EXERCISE -
After reading the data, copy it out in full and exactly.

[Records from a collection]
-------
Issue #33190, opened 2025-02-23
"Pending" amount not updating after "convert excess received into available credit"


AurelienBISOTTI:
### Bug

When a customer create an excess paiement, the Dolibarr user can create an available credit.

The invoice is then considered as paid.

There should not be "pending" amount in the invoices list.

Bug : The "pending" amount is still shown as if there was not available credit created.

### Dolibarr Version

18, 19, 20

### Environment PHP

Any

### Environment Database

Any

### Steps to reproduce the behavior and expected behavior

Do an excess payment on an invoice

Convert into available credit

Check "pending" amount on invoices list

![Image](https://github.com/user-attachments/assets/c7204007-d762-4bc6-89ef-c212e30dc13f)

![Image](https://github.com/user-attachments/assets/08bcfdd8-3657-42f3-a188-76963d0504a5)

![Image](https://github.com/user-attachments/assets/f3a962e1-ab03-4cb4-adad-9fc0d55287e8)

![Image](https://github.com/user-attachments/assets/bff7dee6-6a2c-43b0-af9e-667cfdb2d6d7)

hregis:
@AurelienBISOTTI this is with situation invoices?

AurelienBISOTTI:
With classic invoices

hregis:
@AurelienBISOTTI i send a fix, thank you : https://github.com/Dolibarr/dolibarr/pull/33191

rycks:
-------
OUTPUT BELOW -
Issue #33190, opened 2025-02-23
"Pending" amount not updating after "convert excess received into available credit"


AurelienBISOTTI:
### Bug

When a customer create an excess paiement, the Dolibarr user can create an available credit.

The invoice is then considered as paid.

There should not be "pending" amount in the invoices list.

Bug : The "pending" amount is still shown as if there was not available credit created.

### Dolibarr Version

18, 19, 20

### Environment PHP

Any

### Environment Database

Any

### Steps to reproduce the behavior and expected behavior

Do an excess payment on an invoice

Convert into available credit

Check "pending" amount on invoices list

![Image](https://github.com/user-attachments/assets/c7204007-d762-4bc6-89ef-c212e30dc13f)

![Image](https://github.com/user-attachments/assets/08bcfdd8-3657-42f3-a188-76963d0504a5)

![Image](https://github.com/user-attachments/assets/f3a962e1-ab03-4cb4-adad-9fc0d55287e8)

![Image](https://github.com/user-attachments/assets/bff7dee6-6a2c-43b0-af9e-667cfdb2d6d7)

hregis:
@AurelienBISOTTI this is with situation invoices?

AurelienBISOTTI:
With classic invoices

hregis:
@AurelienBISOTTI i send a fix, thank you : https://github.com/Dolibarr/dolibarr/pull/33191

rycks:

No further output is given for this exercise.